For all practical purposes, the stress test to be revealed, in one form or another, by Treasury Secretary Timothy Geithner will turn out to be a Trojan Horse, deflecting the market’s attention away from the factual reality of today to a set of “what-if” assumptions derived from forecasts on the domestic and global economy.

The constituents of stress on the financial system are well-known at this juncture: (1) a sharp deterioration in counterparty risk; (2) trillions of derivative contracts which defy any mark-to-market quantification; (3) collapsing asset values right across the investment spectrum; and (4) hopelessly inadequate loan-delinquency provisions. So what is required is comprehensive disclosure on the health of balance sheets within the context of facts as they present themselves today, not on the basis of what may or may not happen in the future. In fact, it is difficult to figure out how the Treasury, the Fed and the FDIC priced investments in, and guarantees for, troubled financial institutions in the first place.

“It is impossible to find one document which clarifies, in mathematical terms, the fundamentals upon which regulators spent taxpayer dollars in buying common shares and preferred instruments in recent months,” said a trader who has been shorting banks for a New York hedge fund at the close of trading on Tuesday. “In the absence of details, why should anyone be buying Bank of America (BAC) and Citigroup (C)?”

Tuesday’s buying of bank shares may well have been, in part, technical in nature. But, by all accounts, Wall Street is also hoping that Secretary Geithner’s announcement yesterday calms the nervous and sets the stage for near-term stability in the financial sector. The problem is that, whatever that stress test turns out to be, the key systemic risk deeply embedded in the financial system, i.e. leverage, will not be addressed, let alone acknowledged. Because if leverage is fully recognized, shares in some of the major banks are actually worthless, and taxpayer funds are being spent on the back of serious, even irresponsible, over-valuations. What the future brings to the equation is a totally different story altogether, a subject for another forum.
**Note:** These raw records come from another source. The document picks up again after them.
PR #647, opened 2017-02-24
fix(error): fix #618, ZoneAwareError should copy Error's static properties as well

### LINKED ISSUE #618: Sharepoint 2013 conflict
Hi, I get an exception "Out of stack space" when I try to use sharepoint [controls](http://prntscr.com/e03bem) 
So, controls aren't available after the exception.

Issue is fully described on [stackoverflow](http://stackoverflow.com/questions/40466012/using-angular2-on-sharepoint-2013-masterpage-leads-to-zone-js-error)

Could you provide workaround for this problem ?
zone.js: 0.7.4 
Thanks.

JiaLiPassion:
fix #618, ZoneAwareError copy the Error's prototype properties , but not the properties of Error itself (static one)

for example, if other library define some custom function to Native Error

```javascript
Error.func = function() {}
```

then after zone.js patch Error, the func of Error will be lost.

in this PR, I also copy those properties from NativeError.

### DIFF
--- a/karma-build.conf.js
+++ b/karma-build.conf.js
@@ -9,6 +9,7 @@
 module.exports = function (config) {
   require('./karma-base.conf.js')(config);
   config.files.push('build/test/wtf_mock.js');
+  config.files.push('build/test/custom_error.js');
   config.files.push('build/lib/zone.js');
   config.files.push('build/test/main.js');
 };
--- a/test/custom_error.ts
+++ b/test/custom_error.ts
@@ -1,0 +1,14 @@
+/**
+ * @license
+ * Copyright Google Inc. All Rights Reserved.
+ *
+ * Use of this source code is governed by an MIT-style license that can be
+ * found in the LICENSE file at https://angular.io/license
+ */
+
+'use strict';
+(function(global) {
+  const NativeError = global['Error'];
+  NativeError.customProperty = 'customProperty';
+  NativeError.customFunction = function() {};
+})(typeof window === 'object' && window || typeof self === 'object' && self || global);
--- a/test/node_entry_point.ts
+++ b/test/node_entry_point.ts
@@ -8,6 +8,7 @@
 
 // Must be loaded before zone loads, so that zone can detect WTF.
 import './wtf_mock';
+import './custom_error';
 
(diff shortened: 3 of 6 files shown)


karma-build.conf.js
```diff
@@ -9,6 +9,7 @@
 module.exports = function (config) {
   require('./karma-base.conf.js')(config);
   config.files.push('build/test/wtf_mock.js');
+  config.files.push('build/test/custom_error.js');
```
mhevery: Why do we need this?

test/custom_error.ts
```diff
@@ -0,0 +1,14 @@
+/**
```
mhevery: I don't see this file being used.

test/node_entry_point.ts
```diff
@@ -8,6 +8,7 @@
 
 // Must be loaded before zone loads, so that zone can detect WTF.
 import './wtf_mock';
+import './custom_error';
```
mhevery: Why do we need this?

mhevery:
This PR is failing travis, can you get it rebased and green?

karma-build.conf.js
JiaLiPassion: I add this file just to simulate a Error with customized method before patched by zone.js. so I can test the customized method is still valid after zone.js patch Error with ZoneAwareError.

test/custom_error.ts
JiaLiPassion: it is used here.
https://github.com/JiaLiPassion/zone.js/blob/f318c3b1fce222f0d4551555ca5834b37e4868d6/test/common/Error.spec.ts#L167

test/node_entry_point.ts
JiaLiPassion: it is used here.
https://github.com/JiaLiPassion/zone.js/blob/f318c3b1fce222f0d4551555ca5834b37e4868d6/test/common/Error.spec.ts#L167

which the method is defined here

https://github.com/JiaLiPassion/zone.js/blob/f318c3b1fce222f0d4551555ca5834b37e4868d6/test/custom_error.ts#L13

PR #1093, opened 2018-05-22
feat(Core): fix #910, add a flag to allow user to check duplicate Zone error.

### LINKED ISSUE #910: zone.js loaded by twice, by two separate sources
I built a JS widget using angular 2 that is embedded on other websites. One of the sites that the widget is embedded on has another script that loads zone.js. So when my script loads I get the error: 
```
Error: Zone already loaded. at new g...
```
Is there a way to configure angular-cli (1.0.0-rc.0)/webpack to not load zone.js if it has previously been loaded?

JiaLiPassion:
fix #910.

add a flag, `__zone_symbol__forceDuplicateZoneCheck` to let user choose whether to throw `error` when load `duplicate` zone.js.
By default, if the `global['Zone']` is from `zone.js`, no error will be thrown, and if the `flag` is set to `trure`, then we will throw the error.

sometimes user may not want this `Zone already loaded` error.
For example,
we have two web pages, page1 includes `zone.js`, page2 doesn't.
and the 1st time user load page1 and page2, everything work fine,
but when user load page2 again, error occurs because global['Zone'] already exists.
so we add a flag to let user choose whether to throw this error or not.

### DIFF
--- a/lib/zone.ts
+++ b/lib/zone.ts
@@ -643,7 +643,21 @@ const Zone: ZoneType = (function(global: any) {
   }
   mark('Zone');
   if (global['Zone']) {
-    throw new Error('Zone already loaded.');
+    // if global['Zone'] already exists (maybe zone.js was already loaded or
+    // some other lib also registered a global object named Zone), we may need
+    // to throw an error, but sometimes user may not want this error.
+    // For example,
+    // we have two web pages, page1 includes zone.js, page2 doesn't.
+    // and the 1st time user load page1 and page2, everything work fine,
+    // but when user load page2 again, error occurs because global['Zone'] already exists.
+    // so we add a flag to let user choose whether to throw this error or not.
+    // By default, if existing Zone is from zone.js, we will not throw the error.
+    if (global[('__zone_symbol__forceDuplicateZoneCheck')] === true ||
+        typeof global['Zone'].__symbol__ !== 'function') {
+      throw new Error('Zone already loaded.');
+    } else {
+      return global['Zone'];
+    }
   }
 
   class Zone implements AmbientZone {


chandramuralis:
@JiaLiPassion  Any idea when this fix will be released?

RichardZandi:
@JiaLiPassion there is a similar issue, i believe, with importing native-shim in polyfills when an Angular Element tries to consume another Angular Element. It'd be great if the forthcoming zone fix would address that issue as well. Thank you.

JiaLiPassion:
@RichardZandi, sure, thank you for the information.
@chandramuralis, I am not sure when will release, please wait for a while...

JiaLiPassion:
@benoitjchevalier, I am not sure about the release date, you can use this branch for test by updating your `package.json`.

```
"zone.js": "git://github.com/JiaLiPassion/zone.js#duplicate-patch-dist"
```

benoitjchevalier:
@JiaLiPassion thanks for the tips, we nicked your fix from a zip file you posted in another issue and added it to our project but pointing to the branch will be cleaner. It solves our problem 👍 . 

However we're planning on distributing a packaged js file with a bunch of angular element, so we don't have control over whether consuming angular application will have this fix, hence eagerly waiting for it :)

Thank you for your work!

aaaa0441:
I need to subscribe myself to this issue, waiting for a release of the fix.

liorwohl:
@JiaLiPassion solutions works for me. how is angular 7.0.0 released without this?

hyahyaoui:
> @JiaLiPassion thanks for the tips, we nicked your fix from a zip file you posted in another issue and added it to our project but pointing to the branch will be cleaner. It solves our problem 👍 .
> 
> However we're planning on distributing a packaged js file with a bunch of angular element, so we don't have control over whether consuming angular application will have this fix, hence eagerly waiting for it :)
> 
> Thank you for your work!

@benoitjchevalier do you have a link for the zip please ? thanks

benoitjchevalier:
@hyahyaoui I ended up forking and manually integrating one of the PR that hasn't been merged yet and rebuilt it: `"zone.js":  "https://github.com/benoitjchevalier/zone.js.git#duplicate"`
@JiaLiPassion also released another dist on a branch of his, probably best to use that (don't think that includes the duplicate check  PR if you need it): `"zone.js": "git://github.com/JiaLiPassion/zone.js#release-20181029"`

nakshay:
is this fix released, I need to fix similar issue.

JiaLiPassion:
@nakshay, yes, this is released, you can check it with `zone.js 0.9.0`.

PR #1099, opened 2018-06-11
Ensure FakeAsyncTestZoneSpec tick always doTick

mitchellwills:
In the case where there is pending work in the scheduler queue, but the duration
of the tick did not causes it to run the doTick callback would not be called (or
would not be called with intervals summing to the total time ellapsed).

### DIFF
--- a/lib/zone-spec/fake-async-test.ts
+++ b/lib/zone-spec/fake-async-test.ts
@@ -150,7 +150,11 @@ class Scheduler {
         }
       }
     }
+    lastCurrentTime = this._currentTime;
     this._currentTime = finalTime;
+    if (doTick) {
+      doTick(this._currentTime - lastCurrentTime);
+    }
   }
 
   flush(limit = 20, flushPeriodic = false, doTick?: (elapsed: number) => void): number {
--- a/test/zone-spec/fake-async-test.spec.ts
+++ b/test/zone-spec/fake-async-test.spec.ts
@@ -172,6 +172,25 @@ describe('FakeAsyncTestZoneSpec', () => {
       });
     });
 
+    it('should run doTick callback even if no work ran', () => {
+      fakeAsyncTestZone.run(() => {
+        let totalElapsed = 0;
+        function doTick(elapsed: number) {
+          totalElapsed += elapsed;
+        }
+        setTimeout(() => {}, 10);
+
+        testZoneSpec.tick(6, doTick);
+        expect(totalElapsed).toEqual(6);
+
+        testZoneSpec.tick(6, doTick);
+        expect(totalElapsed).toEqual(12);
+
+        testZoneSpec.tick(6, doTick);
+        expect(totalElapsed).toEqual(18);
+      });
+    });
+
     it('should run queued timer created by timer callback', () => {
       fakeAsyncTestZone.run(() => {
         let counter = 0;


lib/zone-spec/fake-async-test.ts
```diff
@@ -150,7 +150,11 @@
           }
         }
       }
+      lastCurrentTime = this._currentTime;
       this._currentTime = finalTime;
+      if (doTick) {
```
JiaLiPassion: If the code is added here, the `doTick` may be triggered twice.
in your test case, when `setTimeout` callback is triggered, the `doTick` will be called twice.

I think we need a `isTicked` flag to check whether doTick is called.

mitchellwills: `doTick` will already be called with 0 today when there are multiple functions scheduled for execution at the same end time since `doTick` will always be called every time a scheduled function is invoked. Generally it's very unclear what the behavior of this callback should be since I couldn't find any existing tests for it.

I'm also not sure what `queueConsumed` in your snipit is for. Regardless of what scheduled work ran or not this function should always make sure it ticks any remaining time. And if you believe that `doTick` should not be invoked with 0 then the `this._currentTime === lastCurrentTime` check should be enough.

JiaLiPassion: > doTick will already be called with 0 today when there are multiple functions scheduled for execution at the same end time since doTick will always be called every time a scheduled function is invoked.
This is a little different, because in this case, doTick is triggered because the scheduled function is invoked.

`queueConsumed` just means if the `doTick` is triggered once by the scheduled function, and the finalTime equals to currentTime, we should not `doTick` again, but if `doTick` is not triggered by schedule function, even finalTime equals to currentTime, we still need to call `doTick`.

> Generally it's very unclear what the behavior of this callback should be since I couldn't find any existing tests for it.
Yeah, this is old code, I am not sure when we should call `doTick` either, I will clarify the requirement and let's discuss again.

JiaLiPassion: @mitchellwills 
The `doTick` callback is from here. https://github.com/angular/zone.js/pull/866
The purpose is to `advance Jasmine.mockDate`, and in current newest `zone.js`, `jasmine.mockDate` has been advanced automatically, so we don't need to do that already.

So I think you may have another use case to use `doTick`, could you share your use case?

And I think the requirement should be, 
`doTick should be called when fake timer advanced.`

So 

1. multiple scheduled macroTasks with the same end time should not trigger multiple `doTick`.
2. `0` should be triggered, but still only once. 

The reason that we should only `doTick` once, because consider the following case.

```ts
setTimeout(function() {
  setTimeout(function() {
  }, 0);
}, 0);
```

if we call `tick(0, (millis) => console.log)`

the result should be
```
0 // triggered by the outer timeout
0 // triggered by the inner timeout
```

What do you think?

JiaLiPassion:
@vikerman , could you help to review this one (especially about when to trigger `doTick` and whether we should trigger `doTick` multiple times when multiple tasks have the same end time), Thank you!

lib/zone-spec/fake-async-test.ts
mitchellwills: My use case is also advancing the clock when integrating with some tooling we have.

My view on this was that either there are very clear semantics on when doTick fires or it should be considered an implementation detail in which case it doesn't matter if doTick is called as long as the durations add up to the correct amount and it's best to just keep the code as simple as possible. Are there any other use cases aside from advancing the clock.

A few options:
 * Fires after each macro task
 * Only called with a non-zero value
 * Once for each macro task time advance and then the duration from the last macro task to the end time, possibly 0 (I think this is what you suggested)
 * It's an implementation detail and the only guarantee is that it will be called to increment time the correct amount

Some other edge cases
```
setTimeout(function() {}, 10);
setTimeout(function() {}, 10);
tick(10, millis => console.log);
// should this print 10 or 10, 0

setTimeout(function() {}, 0);
setTimeout(function() {}, 0);
tick(10, millis => console.log);
// should this print 0, 10 or 10
```

My personal opinion would be whatever leads to the simplest code unless there are specific semantics that would be advantageous.

JiaLiPassion: > Only called with a non-zero value

I am not sure about this one, I think `doTick` should fire when `setTimeout(() => {}, 0); tick()`.
But if you mean `Fires after each macro task` is a stronger rule, I think it will be ok.
About the sample code you provided,

```ts
setTimeout(function() {}, 10);
setTimeout(function() {}, 10);
tick(10, millis => console.log);
// should this print 10 or 10, 0
// I prefer 10 here.

setTimeout(function() {}, 0);
setTimeout(function() {}, 0);
tick(10, millis => console.log);
// should this print 0, 10 or 10
// I prefer 0, 10 here
```

So the rule will be 
1. macroTask will fire `doTick` regardless of the duration is zero or not.
2. If not match the rule 1, no macroTasks triggered, then we should also trigger `doTick` regardless of the duration is zero or not.
3. If rule 1 is matched, some macroTask trigger `doTick` already, and after the trigger, the last triggered macroTasks' endTime equals finalTime, we should not `doTick` again with a zero.

```ts
// rule 1
setTimeout(function() {}, 0);
tick(0, (millis) => console.log);
// should print 0

// rule 2 and rule3
setTimeout(function(){}, 10);
tick(0, (millis) => console.log);
// should print 0

tick(5, (millis) => console.log);
// should print 5

tick(10, (millis) => console.log);
// should print 10 (not 10, 0)

```

what do you think?

mitchellwills: I think that would be fine; however, I haven't seen any justification for the additional complexity.
If there comes a time where having a specific behavior makes sense then it could be added, but until then is there any reason to overconstrain the behavior (more complex to maintain, harder to change in the future, etc)? As long at the function fulfills advancing a clock the correct amount of time it doesn't seem like there is any need to define the behavior further than that.

mitchellwills: SGTM
@vikerman I did run a global presubmit with the google code base. There were only one failure, but I don't think they were because of the number of calls to doTick.

JiaLiPassion:
@mitchellwills, some other PR was merged, could you rebase this one? thanks.

mitchellwills:
Rebased.

PR #1109, opened 2018-07-03
fix(core): fix #1108, window.onerror should have (message, source, ....) signiture

### LINKED ISSUE #1108: window.onerror signature is incorrect
The `window.onerror` handler has [a different method signature](https://developer.mozilla.org/en-US/docs/Web/API/GlobalEventHandlers/onerror#window.onerror) compared to all other `*.on*` event methods. When ZoneJS wraps `window.onerror` it changes the signature to be the standard handler signature instead of the `window.onerror` specific signature.

http://embed.plnkr.co/jiclV3raUVIhlz3uQ3IM/

JiaLiPassion:
Fix #1108,
Based on the document here, https://developer.mozilla.org/en-US/docs/Web/API/GlobalEventHandlers/onerror#window.onerror

The signature  of `window.onerror`  should be 

```ts
window.onerror = function(message, source, lineno, colno, error) { ... }
```

And `window.addEventListener('error', listener)` should be 

```ts
window.addEventListener('error', function(event) { ... })
```

So we must handle the `onerror` special case.

### DIFF
--- a/file-size-limit.json
+++ b/file-size-limit.json
@@ -3,7 +3,7 @@
     {
       "path": "dist/zone.min.js",
       "checkTarget": true,
-      "limit": 41600
+      "limit": 42000
     }
   ]
 }
--- a/lib/browser/property-descriptor.ts
+++ b/lib/browser/property-descriptor.ts
@@ -10,7 +10,7 @@
  * @suppress {globalThis}
  */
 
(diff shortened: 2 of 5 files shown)


pamo:
Re-iterating what others have already asked: any ideas around when this will be released?

PR #1114, opened 2018-07-18
fix(bluebird): fix #1112, bluebird chained callback should return a Bluebird Promise

### LINKED ISSUE #1112: Patched bluebird does not provide data to promise chain
Just started investigating the upgrade of a large application based on AngularJS to Angular. This application relies on Bluebird as its global promise object and uses webpack as its module loader. The prescribed solutions mentioned in #455 were unsuccessful, as the promises from webpack kept resolving to `undefined` instead of the relevant view and controller content.

```typescript
...
import './polyfills';

import * as Bluebird from 'bluebird';

import 'zone.js';
import 'zone.js/dist/zone-bluebird';

... 

// Patch bluebird to be zone aware. This also sets the global Promise object
// to be bluebird.
// Hackishly cast Zone so we can index it by the symbol for "bluebird" as
// patched by zone-bluebird.
(Zone as any)[Zone.__symbol__('bluebird')](Bluebird);

// Disable promise checking in zone.js because it doesn't recognize Bluebird as 
// zone aware, even when patched.
Zone.assertZonePatched = () => {};

...
```

After investigation the reason for these failures seem to be the way the promises are resolved in the bluebird patch function. The callbacks for `.then`, `.spread`, and `.finally` are patched to schedule the invocation as a zone.js micro task. However, the result from the callbacks is never made available to bluebird breaking the promise chain. Specifically, the call to `zone.scheduleMicroTask` returns a task, but that task is never saved, and the result of the task invocation is not passed back to Bluebird.

To solve this I have patched the Bluebird patch to return promises from the callbacks, ensuring Bluebird waits for the values to resolve when the micro task is invoked, and allowing the values to continue into the promise chain.

```diff
diff --git a/web/webpack/node_modules/zone.js/lib/extra/bluebird.ts b/web/webpack/node_modules/zone.js/lib/extra/bluebird.ts
index 13a0496eaa..0e8ef3b358 100644
--- a/web/webpack/node_modules/zone.js/lib/extra/bluebird.ts
+++ b/web/webpack/node_modules/zone.js/lib/extra/bluebird.ts
@@ -22,11 +22,21 @@ Zone.__load_patch('bluebird', (global: any, Zone: ZoneType, api: _ZonePrivate) =
           const func = args[i];
           if (typeof func === 'function') {
             args[i] = function() {
+              let callbackResolve, callbackReject;
+              const promise = new Bluebird((resolve, reject) => {
+                callbackResolve = resolve;
+                callbackReject = reject;
+              });
               const argSelf: any = this;
               const argArgs: any = arguments;
               zone.scheduleMicroTask('Promise.then', () => {
-                return func.apply(argSelf, argArgs);
+                try {
+                  callbackResolve(func.apply(argSelf, argArgs));
+                } catch (e) {
+                  callbackReject(e);
+                }
               });
+              return promise;
             };
           }
         }
```

JiaLiPassion:
fix #1112.
The issue can be described as the following case.

```ts
new BluebirdPromise((resolve: any, reject: any) => {
      expect(Zone.current.name).toEqual('zone_A');
      resolve(1);
}).then((r: any) => {
      expect(r).toBe(1);
      expect(Zone.current.name).toEqual('zone_A');
      return Promise.resolve(2);
}).then((r: any) => {
      expect(r).toBe(2);
      expect(Zone.current.name).toEqual('zone_A');
});
```

So we should return a `new bluebird promise` in `then callback`.

### DIFF
--- a/file-size-limit.json
+++ b/file-size-limit.json
@@ -3,7 +3,7 @@
     {
       "path": "dist/zone.min.js",
       "checkTarget": true,
-      "limit": 42000
+      "limit": 42050
     }
   ]
 }
--- a/lib/common/promise.ts
+++ b/lib/common/promise.ts
@@ -476,11 +476,6 @@ Zone.__load_patch('ZoneAwarePromise', (global: any, Zone: ZoneType, api: _ZonePr
 
   if (NativePromise) {
     patchThen(NativePromise);
-
-    /*let fetch = global['fetch'];
-    if (typeof fetch == 'function') {
-      global['fetch'] = zoneify(fetch);
-    }*/
   }
 
   // This is not part of public API, but it is useful for tests, so we expose it.
--- a/lib/extra/bluebird.ts
+++ b/lib/extra/bluebird.ts
@@ -25,14 +25,30 @@ Zone.__load_patch('bluebird', (global: any, Zone: ZoneType, api: _ZonePrivate) =
                 args[i] = function() {
                   const argSelf: any = this;
                   const argArgs: any = arguments;
-                  zone.scheduleMicroTask('Promise.then', () => {
-                    return func.apply(argSelf, argArgs);
+                  return new Bluebird((res: any, rej: any) => {
+                    zone.scheduleMicroTask('Promise.then', () => {
+                      try {
+                        res(func.apply(argSelf, argArgs));
+                      } catch (error) {
+                        rej(error);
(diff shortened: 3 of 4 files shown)


jrabbe:
Changes LGTM, would be great to have this merged and released as soon as convenient, @mhevery. Thank you.

PR #1133, opened 2018-09-09
feat(custom-element): patch customElement v1 APIs

JiaLiPassion:
Patch the `CustomElement V1` APIs.

```
connectedCallback
disconnectedCallback
adoptedCallback
attributeChangedCallback
```
Make them run in the `zone` when they were `defined by customElements.define`.

So the issue like https://github.com/angular/angular/pull/24185 may be resolved by this one.

@robwormald, @mhevery, please review, thank you!


remackgeek:
This is cool!  Does it play nice with the document-register-element polyfill (specifically 1.8.1)?

JiaLiPassion:
@remackgeek, I believe before this PR, `zone.js` already support `legacy document.registerElement`. So `document-register-element` polyfill will also be supported.

krishna217:
Which version will this issue be fixed ?

antch:
Just FYI for anyone following the thread, this fix is available as of 0.8.27.

harveyelsisura:
@antch where?

PR #1140, opened 2018-09-24
feat(async): support native async/await

JiaLiPassion:
I think I may find a way to resolve `native async/await` issue.
The test code below works well.
```ts
  async function test() {
            console.log('test');
            return 1;
        }

        async function test1() {
            console.log('before await test', Zone.current.name);
            const result = await test();
            // should keep zone context test
            console.log('after await test', result, Zone.current.name);
        }

        async function test2() {
            console.log('before await test1', Zone.current.name);
            const result = await test1();
            // should keep zone context test
            console.log('after await test1', result, Zone.current.name);
        }
        console.log('begin test');
        Zone.current.fork({name: 'test'}).run(test1);
        // here should be <root> zone.
        console.log('outside test', Zone.current.name);
        Zone.current.fork({name: 'test1'}).run(() => {
            // should be test1 zone.
            console.log('another test', Zone.current.name);
        });
```

@mhevery, I will continue to add test cases, hope it can work.

### DIFF
--- a/lib/common/promise.ts
+++ b/lib/common/promise.ts
@@ -207,6 +207,9 @@ Zone.__load_patch('ZoneAwarePromise', (global: any, Zone: ZoneType, api: _ZonePr
             api.scheduleMicroTask();  // to make sure that it is running
           }
         }
+        if ((promise as any)['__zone_symbol__isAsync'] === true) {
+          Zone.setAsyncFrame();
+        }
       }
     }
     // Resolving an already resolved promise is a noop.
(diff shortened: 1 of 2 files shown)


KrzysztofKarol:
Hi @JiaLiPassion, do you have any update on this?

jguyenot:
Hi @JiaLiPassion have you time to correct integrations fails?

JiaLiPassion:
@KrzysztofKarol , @jguyenot , there are some cases this solution will not work, I will continue to find another solution, thanks!

jguyenot:
Thanks for your time. It's actually impossible to implement lazy loading module with angular 8 and zone.js so it's very important.
Good luck.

On another significant note, it is apparent that financial journalists have been rendered ineffective in a climate where government officials keep changing the rules of the game by the hour and attempt to bring a sense of false complexity to the situation. For example, nobody challenged Ms. Bair when she said that the “stress test will help policy makers to determine what type of additional capital investments the government may need to make.” What exactly have regulators been doing thus far? As another example, no member of the press pool appeared willing to push White House spokesman Robert Gibbs for specifics when he stated yesterday that the “Obama administration is going to help the banks through the crisis, but nobody imagines nationalizing banks.” If the members of the financial think-tank inside the Obama administration are still not sure about the results of the stress tests, how can they “imagine” anything at all--nationalization, partial nationalization or simply a partnership with private capital?

For many months, this writer has held the view that the bank rescue exercise is, in its entirety, a fatally-flawed, trial-and-error process lacking in transparency and devoid of an understanding of what a properly structured de-leveraging entails. Now the writer is convinced that it also lacks intellectual honesty. At the risk of sounding repetitive, the stay-short-financials recommendation remains intact. Watch for rallies (to sell) as long-term value investors find cause for optimism in the stress-test declaration later this morning, and in positive interpretations of that stress-test in forthcoming days.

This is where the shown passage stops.